It's not like they are making an offer on initial meeting. If both parties are
interested, this should be acceptable.

Look at it from another perspective. The hiring manager has an open position
to fill. They want to fill it with someone who wants to work with them. They
can't leave a job offer on the table for a long period of time, just to have
the candidate say no. Having that offer outstanding prevents them from making
an offer to other potentially qualified (and more eager) candidates. An
interested candidate should have no problem with a decision at this point in
the interview process.

If the job offer is pulled because it is expired, and the candidate is really
interested in the job, they should be able to get another offer if the
position hasn't been filled by the time they got off the fence.

------
kd1221
I graduated right before the peak of the 2000 dotcom bust, and I got a two
exploding offers that I didn't accept. The offer I ended up taking was the
opposite of an exploding offer: the nebulous offer.

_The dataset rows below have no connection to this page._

PR #11576, opened 2026-01-20
Removal of Belt/Pouch/Armor/Uniform interaction hotkeys, restricts other hand interaction

Mister-moon1:
# About the pull request
Removal of interaction hotkeys from numerous inventory options alongside the restriction of interact other hand with ammo types, labelled as a balance change despite the original being QOL as it was improperly labelled

These were added as per QOL which I and many others would strongly disagree, put simply, it was a massive, unneeded buff that required the gutting of the MOU to compensate which can and should be reverted should this go through.

Other than that, it is abhorrent from a roleplay perspective, you are your character, if you fumble a reload, your character fumbles a reload, if you are panicking, your character is panicking, the interaction hotkeys regarding ammo in particular do not reflect this at all.

To specify more on the MOU gutting, people would make simple macros using realistically any software to have one button press interact with an ammo storage, fully reload the MOU and have it ready to shoot within a second round about, which was the same reasoning for the removal and permanent banishment of the boxer strain so I'm not sure why this hasn't got the same treatment sooner.

Also this is officially host approved

<details>

</details>

# Changelog

:cl:
balance: removal of Belt/Pouch/Armor/Uniform interaction hotkeys, restricts other hand interaction to non ammo types
/:cl:

### DIFF
--- a/code/datums/keybinding/human_inventory.dm
+++ b/code/datums/keybinding/human_inventory.dm
@@ -115,6 +115,15 @@
 	keybind_signal = COMSIG_KB_HUMAN_INTERACT_OTHER_HAND
 
 /datum/keybinding/human/inventory/interact_other_hand/down(client/user)
+	var/mob/living/carbon/human/human_mob = user.mob
+	if(!human_mob)
+		return
+
+	var/obj/item/active_item = human_mob.get_active_hand()
+	if(istype(active_item, /obj/item/ammo_magazine) || istype(active_item, /obj/item/explosive/grenade))
+		to_chat(user, SPAN_WARNING("You can't use this hotkey with ammo or explosives!"))
+		return TRUE // Stops the hotkey if there's ammo or a grenade in the active hand, accounts for shotgun shells.
+
 	. = ..()
 	if(.)
 		return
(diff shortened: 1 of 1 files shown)


Drulikar:
Title needs to be descriptive

kiVts:
Mou change is irrelevant here ( could and should be lowered though.)

Mister-moon1:
point of instant reload still stands, just applies to other weapons

Anonymosus:
: /

Viddvik:
So, we literally have all hotkeys for Xeno, we have macroses for them, so they can use entire Prae combo with one button-click, we have macroses, that allowing Xeno to perferctly attack each zone around him, so he can bypass direct-attack restrictions. BUT! The fact, that marine player can used his slots without clicking on it - was branded as a problem?

And is at least someone inside your 'which I and many others would strongly disagree', who are mainly playing marines and not Xeno? I think all changes like that shouldn't be added just because one side found it injust to play versus. 

Many Marines players can add much more PR about Xeno nerfs, than Git can hold, like 'adding GCD for every Xeno abilities', 'removing all macros and fast buttons for every xeno skills', 'removing thermal sight for the scout, as he is easily seen behind the door or wall' and much, much more, this ones just from couple of people I asked, who are playing Marines preferably. 

And If this problem, as I see, only about MOU users with fast reload, then it's part of admin problem, just add this as a rule breaking moment, that's all. It's not a situation, because of which one, should be removed ALL interactions, as I think.

Mister-moon1:
hey dude, PR feedback is around the corner

Tyranicranger4:
>  restricts other hand interaction to non ammo types

Instead of the wholesale removal of inventory interaction hotkeys, why not apply a similar restriction to something like alternative storage quick drawing? That addresses the main stated goal of this PR with far less collateral damage. After all, reload macros are the only real example where inventory interaction hotkeys meaningfully affect balance, and they're otherwise a genuinely useful QoL feature.

Mister-moon1:
Youre free to make another PR, this is just reverting a balance change marketed as a QOL change that has skewed the meta horrifically with extra handholding, and neither did i code this it is a revived PR that went stale

FeelFlows:
This (seemingly) also affects merging magazines, which can be incredibly time consuming to do when your magazine sizes are very large and handful sizes very small, bullet consolidation is not usually not done in combat either

Detective-Google:
I don't find the reasoning for this PR to be particularly convincing; Rather I believe it is, like many before it, a product of bias on the part of players who have developed clicking skills and wanting to gatekeep that advantage over others who haven't played as long. ("Well I had to do it the hard way, so why shouldn't they") 

More productive ways to accomplish this would be making the keybinding have a delay more analogous to doing it manually, retaining the control scheme ability without being a straight upgrade.

Mister-moon1:
I would recommend taking this PR up yourself, it is out of scope for this PR and I am inadequately experienced to code such, I also do not believe what you have said, I stand by my words of the fact it makes weapons such as the MOU too strong, causing it to be nerfed, takes away from the atmosphere, and one of the more interesting sides of CM which is how you interact with your menu and equipment.

Thus I will ask that until someone who is capable of completing your request shows and does said changes, this PR stays under consideration since it was a balance change disguised as a QOL.

Detective-Google:
This was discussed amongst the maintainer team, and is currently not wanted. As stated above allowing the keybind versions to be consistent, but slower (lower skill ceiling lower skill floor) would probably be acceptable instead; outright removing them is not.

I was told I was being tendered an offer. Great! I was ecstatic because the
company was a "leader" in the industry I wanted to work in. Ten days and
several phone calls later, my offer was still being "worked on." At that point
I got impatient and continued interviewing. I had two more offers come in
during the formation of the nebulous offer: one of the exploding type and one
without conditions. I informed my dream company of the exploding offer and
magically the paperwork appeared for their offer the next day. I took it.

6 months later I got laid off along with 20% of the staff.

Lesson learned: a company that treats you poorly when you're in recruitment
will treat you poorly when you're working for them.

------
simulate
I'm surprised this is coming from Spolsky. Spolsky's companies must be getting
big.

Small companies can often only hire one person at a time and therefore need
short acceptance windows. Small companies (< 50 people) often have only one
specific position open. It is unethical to make more than one offer if you
hiring for a single position. Therefore small companies often need short
acceptance windows so they can make an offer to someone else who might want
the position and fill the job.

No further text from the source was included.